By the way, please excuse the delay in processing NARGS Forum registration requests, Thursday was Thanksgiving Day holiday here in the US, with family visiting, and then I'm still needing to work overtime in preparation for a major convention next week.

Mark McDonough
Massachusetts, USA, near the New Hampshire border USDA Zone 5
antennaria at aol.com
 

Longma
Longma's picture
Title: Guest
Joined: 2012-11-19

McDonough wrote:

Hello Ron (Longma), welcome to NARGS Forum.  I really like the net-textured leaves of this species, have admired beautiful pots of them on SRGC and elsewhere, it's on my list of frits to try.

By the way, please excuse the delay in processing NARGS Forum registration requests, Thursday was Thanksgiving Day holiday here in the US, with family visiting, and then I'm still needing to work overtime in preparation for a major convention next week.

Thanks very much Mark.
It is a most unusual Fritillaria, but not very difficult to grow ( flowering it is another thing! ).

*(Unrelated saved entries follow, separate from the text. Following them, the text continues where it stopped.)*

PR #4345, opened 2026-09-09
fix(extensions): correct the trust-boundary comment guarding expect.regex

### LINKED ISSUE #4326: packages/extensions test-runner regex guard: comment names the wrong trust-boundary trigger
## Finding

`packages/extensions/src/testing/runner.ts`'s regex-test guard carries this comment (unchanged by #4287, present on both `upstream/main` and `upstream/fix/4259-ids-pattern-redos-guard`):

```ts
} else if (expect.regex.length > MAX_GUARDED_REGEX_PATTERN_LENGTH) {
  // Length cap is a shallow defence — pathological short patterns
  // (`(a+)+$` is 7 chars and catastrophic) still get through. For
  // registry-distributed extensions a real defence would run the
  // regex in a Worker with a timeout, or use re2-wasm. v1 assumes
  // manifest tests are author-trusted; harden this when remote
  // bundles can land via the registry (RFC §10).
```

The premise — "harden this when remote bundles can land via the registry" — is wrong about *when*. Traced in code:

- **The hosted registry does not exist.** `docs/architecture/ai-customization/10-registry-and-signing.md` §8 lists "The hosted registry service" under "What's deferred to the Phase-5 build," gated on adoption criteria (≥50 exported flavors, ≥10 distinct authors) not yet met. No code in the repo fetches or installs an extension bundle from any network location — `packages/extensions/src/bundle/loader-node.ts` only reads from a local directory, and the only other entry point unpacks an in-memory `.iflx` byte string.
- **Untrusted (non-author) bundles already land today, independent of any registry.** `apps/viewer/src/components/extensions/ExtensionsPanel.tsx` lets a user drag a `.iflx` file onto a dropzone or click "Import" to install it. The RFC itself names this path explicitly: "The user can still side-load unsigned bundles via drag-drop / file picker — that's their explicit choice, not a registry feature" (RFC §10, §9 Non-goals). So "author-trusted" is already false for any `.iflx` a user receives from someone else and imports — a workflow that ships today, not one gated on Phase 5.
- **The manifest-test regex guarded here already runs against such bundles, reachable via one click:**
  - `ExtensionsPanel.tsx` → `useRunExtensionTests` → `ExtensionHostService.runTests(id)` (`apps/viewer/src/services/extensions/host.ts:422`) → `runBundleTests` — a "Run tests" button on every installed extension's row, including side-loaded ones.
  - `RepairQueuePanel.tsx`'s "Run check" / "Re-run" button → `ExtensionHostService.revalidateForSdk` (`host.ts:571`) → `revalidateAgainstSdk` → `runBundleTests` for every installed extension whose SDK range needs re-checking.
  - In both paths, `runBundleTests`'s `expect.regex` check (`runner.ts`, `new RegExp(expect.regex); re.test(text)`) executes directly in the viewer's own JS — not inside the per-extension sandbox, not in a Worker. A catastrophic pattern here blocks the viewer's main thread, not just the sandboxed extension.

## What #4287 does and does not change here

Read on `upstream/fix/4259-ids-pattern-redos-guard`: `runner.ts` now imports `MAX_GUARDED_REGEX_PATTERN_LENGTH` and `hasCatastrophicBacktrackingShape` (the boolean-returning primitives) from `@ifc-lite/regex-guard`, not the throwing `assertGuardedRegexPattern`/`compileGuardedRegex`. The `reasons.push(...)` reporting behaviour is unchanged — no throw was introduced for this caller, matching the PR description's own claim ("no behaviour change to the test runner's `expect.regex` check"). The shared guard's shape check also already includes the character-class fix for the #4318 bypass (`^(a+[)]?a+)+$`) as of commit `264bda08a` on that branch, so the mechanism itself is sound as currently checked in.

So the guard is fine, and #4287 is not a regression here. What's inaccurate is the comment's account of *why it's still only a shallow defence*: it should not name a future registry as the trigger for hardening, because the "remote/non-author bundle" scenario it's deferring to is already live via drag-and-drop import.

## Ask

Two small, independent items — neither is a new guard (that already exists and is sound):

1. Fix the comment (in `runner.ts`, wherever #4287 lands it) to describe the actual trust boundary: manifest-test regexes already run against non-author-trusted bundles today (side-loaded `.iflx`), not only once a hosted registry ships. Citing "RFC §10" as the trigger is misleading — RFC §10 covers *discovery/signing infrastructure*, not the side-load path that already exists.
2. Given (1), reconsider whether the "real defence" (Worker + timeout, or `re2-wasm`) belongs on the Phase-5 roadmap rather than staying an indefinitely-deferred "someday" — the shape-check + length-cap guard is a heuristic by its own doc comment, and the exposure it covers for is already reachable via a single UI click on a side-loaded bundle, evaluated on the main thread.

Not proposing a fix here — this is a premise correction + prioritization note, filed so the registry/Phase-5 work doesn't inherit the current comment's (wrong) assumption that nothing is exposed until a hosted registry ships.

BIMvoice:
## Summary

Closes #4326.

The comment above `runner.ts`'s `expect.regex` length-cap check named a future registry as the trigger for hardening this guard ("harden this when remote bundles can land via the registry (RFC §10)"). That registry doesn't exist: `docs/architecture/ai-customization/10-registry-and-signing.md` lists the hosted registry as deferred Phase-5 work, and no code in this repo fetches or installs a bundle from a network location — `loader-node.ts` reads a local directory; the browser side unpacks in-memory `.iflx` bytes.

The trust boundary is already crossed today, not in some future phase:

- `apps/viewer/src/components/extensions/ExtensionsPanel.tsx` lets a user drag-drop any `.iflx` file and install it (the registry RFC itself calls this out: "The user can still side-load unsigned bundles via drag-drop / file picker — that's their explicit choice, not a registry feature").
- From there, one click reaches the guarded regex: `ExtensionsPanel.tsx`'s "Run tests" → `host.runTests()` → `runBundleTests`, and `RepairQueuePanel.tsx`'s "Run check"/"Re-run" → `host.revalidateForSdk()` → `runBundleTests`. Both run `new RegExp(expect.regex)` against the bundle's own manifest text on the viewer's main JS thread — no sandbox, no Worker (confirmed: nothing in `runner.ts`, `host.ts`, or `sdk-revalidate.ts` dispatches to a Worker).

This PR only corrects the comment to name that real, already-crossed boundary instead of the nonexistent registry, and keeps it honest that the length cap + shape check remains a shallow heuristic, not a complete defence. No behavior changes — the guard (length cap, `hasRedosShape` catastrophic-backtracking shape check) is untouched.

Per the issue discussion, a Worker+timeout or a linear-time regex engine (re2-wasm) is the real fix for the underlying gap, but that's a larger change requiring its own sizing — not done here.

## Test plan
- [x] `packages/extensions` full vitest suite: 861/861 passed (incl. `src/testing/runner.test.ts`: 10/10)
- [x] `node scripts/check-module-size.mjs` — exit 0 (this file sits exactly at its existing 437-line allowlist budget)
- [x] `node scripts/check-changesets.mjs` — exit 0; no changeset added (comment-only, no published API surface change)
- [x] `git diff --stat upstream/main HEAD` — only comment lines changed in `packages/extensions/src/testing/runner.ts`

## Summary by CodeRabbit

- **Documentation**
  - Clarified safeguards and execution boundaries for regular expression checks during extension testing.
  - Documented that test runs execute on the viewer’s main thread without sandboxing or a Worker.


louistrue (approved):
Verified the addressed review finding and local evidence. The change now satisfies the linked ready issue; final project-level follow-up is tracked separately where applicable.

It has roots almost all year round and needs to be kept  moist to very moist, in an open free draining 'woodsy' style mix. I have a number in pots and they are outside spring, summer, fall then into a shaded greenhouse for winter when I keep them on the drier side, until flowering ( hopefully!) in spring. Is it allowed to send 'rice grains' to USA? If so let me know in spring if you'd like me to send some in summer.
I completely forgot  :rolleyes:  :rolleyes: that Thursday was Thanksgiving Day holiday. I hope you and all Forum members had a wonderful holiday.   I am very pleased to be here now, am looking forward to learning, and hope I can contribute in some way.

53.69° N, Dedicated to West Coast Fritillaria, plus three other members of the subgenus Liliorhiza. I grow other Genera, as time permits !

Arne
Title: Guest
Joined: 2012-11-10

While waiting for a new comprehensive fritillaria book  :( I found a series of these on Amazon.

http://www.amazon.co.uk/Fritillaria-Falcata-Jesse-Russell/dp/551224969X/...

Do anyone have any experience with these. Can you find the same articles searching the Web?